ABOUT THIS EXERCISE:
The number of lines below holding the string "consistent" is the only answer wanted.

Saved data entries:
+-------+
PR #10235, opened 2024-10-30
fix(eslint-plugin): [consistent-type-definitions] don't leave trailing parens when fixing type to interface

### LINKED ISSUE #10233: Bug: consistent-type-definitions leaves trailing parenthesis when converting a paren-wrapped type to an interface

### Issue Description

This isn't actually a complex issue, but I didn't immediately see how to set eslint version 9 in the playground and I wasn't interested in learning, since I already had a reproduction repo set up.

The issue is that when you use the --fix argument with the `@typescript-eslint/consistent-type-definitions` rule, it will leave a trailing parenthesis if the type it converts was wrapped in parens.

For example, the following code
+-------+
RESPONSE TO THIS TASK:
3